For us sysadmins an automation tool like Ansible can be a game-changer. It can be used to run single ad-hoc commands, or to execute playbooks that define infrastructure as code. With dynamic inventory support from cloud providers like Amazon Web Services, Microsoft Azure and Google Cloud Compute, you can provision entire environments within minutes and tear them down just as easily. With Tower, self-service for developers and testers becomes a reality, where they can safely deploy environments from approved templates as needed. But like every application, Ansible has its own approach to scripting and control. Here are a few things I have learned that may help you leverage the best of this amazing tool.

  • Describe, don’t dictate the environment: Let Ansible know what you want to see in your target environment, not what you want it to do. This can be hard, at least initially. Instead of just issuing an unix command and being done with it, you’re being forced to declare what the final state of the environment would look like. That may seem counterintuitive to begin with, but there’s good reason for this. Leaving the actual remote execution to Ansible modules gives you a reliable, replicable and scalable way to version, maintain and deploy infrastructure instead of having to debug shell scripts for hours. Virtually any CM tool worth its salt does this in some manner, but Ansible does it without relying on agents or complicated configurations.

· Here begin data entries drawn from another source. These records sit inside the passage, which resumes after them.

PR #1292, opened 2025-03-03
agent: add ExtraIP per-VM metric 

Omrigan:
Plus a couple of refactorings.

To be merged with rebase.

Part of #1294.

### DIFF
--- a/pkg/agent/watch.go
+++ b/pkg/agent/watch.go
@@ -300,24 +300,45 @@ func makeVMRestartMetrics(vm *vmv1.VirtualMachine) []vmMetric {
 	}
 }
 
+// gaugeSpec groups a source of metrics (maker) with a destination (gauge).
+type gaugeSpec struct {
+	maker func(*vmv1.VirtualMachine) []vmMetric
+	gauge *prometheus.GaugeVec
+}
+
+// getGaugeSpecs constructs our list of metrics to expose.
+//
+// It is used for creating, updating, and deleting metrics.
+func getGaugeSpecs(perVMMetrics *PerVMMetrics) []gaugeSpec {
+	return []gaugeSpec{
+		{
+			maker: makeVMCPUMetrics,
+			gauge: perVMMetrics.cpu,
+		},
+		{
+			maker: makeVMMemMetrics,
+			gauge: perVMMetrics.memory,
+		},
+		{
+			maker: makeVMRestartMetrics,
+			gauge: perVMMetrics.restartCount,
+		},
+	}
+}
+
 func setVMMetrics(perVMMetrics *PerVMMetrics, vm *vmv1.VirtualMachine, nodeName string) {
 	if vm.Status.Node != nodeName {
 		return
 	}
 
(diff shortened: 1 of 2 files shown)


pkg/agent/watch.go
```diff
@@ -300,24 +300,42 @@ func makeVMRestartMetrics(vm *vmv1.VirtualMachine) []vmMetric {
 	}
 }
 
+type gaugeSpec struct {
```
sharnoff, line 320: suggestion: Could you add some comments explaining what `gaugeSpec` does / is for?

I'm having a little trouble wrapping my head around it :sweat_smile:

sharnoff (commented):
Refactorings seem mostly fair enough, one question.

re: Adding the metric — I wonder if we actually need this? What could you do with such a metric that you couldn't do before? (I'm imagining that you can always cross-reference with cplane's view of the VM if you want to check whether it has the overlay network enabled ­— but maybe I'm missing something!)

pkg/agent/watch.go
Omrigan: Expanded comments around `gaugeSpec` and `getGaugeSpecs`

Omrigan:
> Adding the metric — I wonder if we actually need this? What could you do with such a metric that you couldn't do before? 

I thought of two use cases:
1. View it in "per-VM metrics" dashboard, if we need to debug computes and network around it.
2. Aggregate it to see the share of computes in the overlay network.

> (I'm imagining that you can always cross-reference with cplane's view of the VM if you want to check whether it has the overlay network enabled ­— but maybe I'm missing something!)

Yeah, that's fair, but cplane info is not in grafana.

pkg/agent/watch.go
```diff
@@ -376,6 +397,10 @@ func updateVMMetrics(perVMMetrics *PerVMMetrics, oldVM, newVM *vmv1.VirtualMachi
 		updateMetrics(spec.gauge, oldMetrics, newMetrics)
 	}
 
+	oldExtraIPMetrics := makeVMExtraIPMetrics(oldVM)
+	newExtraIPMetrics := makeVMExtraIPMetrics(newVM)
+	updateMetrics(perVMMetrics.extraIP, oldExtraIPMetrics, newExtraIPMetrics)
```
sharnoff, line 402: question(blocking): Aren't these already included in `getGaugeSpecs` ?

pkg/agent/watch.go
```diff
@@ -392,6 +417,11 @@ func deleteVMMetrics(perVMMetrics *PerVMMetrics, vm *vmv1.VirtualMachine, nodeNa
 		}
 	}
 
+	extraIPMetrics := makeVMExtraIPMetrics(vm)
+	for _, m := range extraIPMetrics {
+		perVMMetrics.extraIP.Delete(m.labels)
+	}
```
sharnoff, line 423: + same here

pkg/agent/watch.go
Omrigan: Oops, sorry about that, I changed the order of the commits, so the old way and new way to add metrics got mixed up.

  • Use the modules first: For those new to Ansible (and some pretty seasoned folks too), the temptation to use the shell, command and raw modules to pass unix commands to the target system can become intense, especially when you just need stuff done quickly. Take a step back and check out the module index first. More often than not, you’ll find a module that does what you need, and does it idempotently. But what if there is no module that does what you need? You can then fall back to shell commands, or even write your own custom module.
  • Use Git to version control your playbooks: Tools like Ansible make infrastructure as code easy. You can version control your playbooks just like application code, and provide consistent environments from development to production. This is especially important when you’re using Ansible Tower.
  • Test your YAML locally for errors: YAML can be somewhat finicky about spacing and indentation. Fortunately Ansible has some of the clearest error messages I’ve seen. You can dry-run playbooks by using the –check argument on the command line to check for syntax errors.
  • Be patient while you figure things out: Ansible is easy to learn, but I’d be lying if I said it didn’t have a learning curve. Be patient with its errors, and the rewards will follow. Ansible has excellent documentation with tons of examples, and it’s constantly being improved and augmented. From the command line use the ansible-doc to see man-style documentation for each module.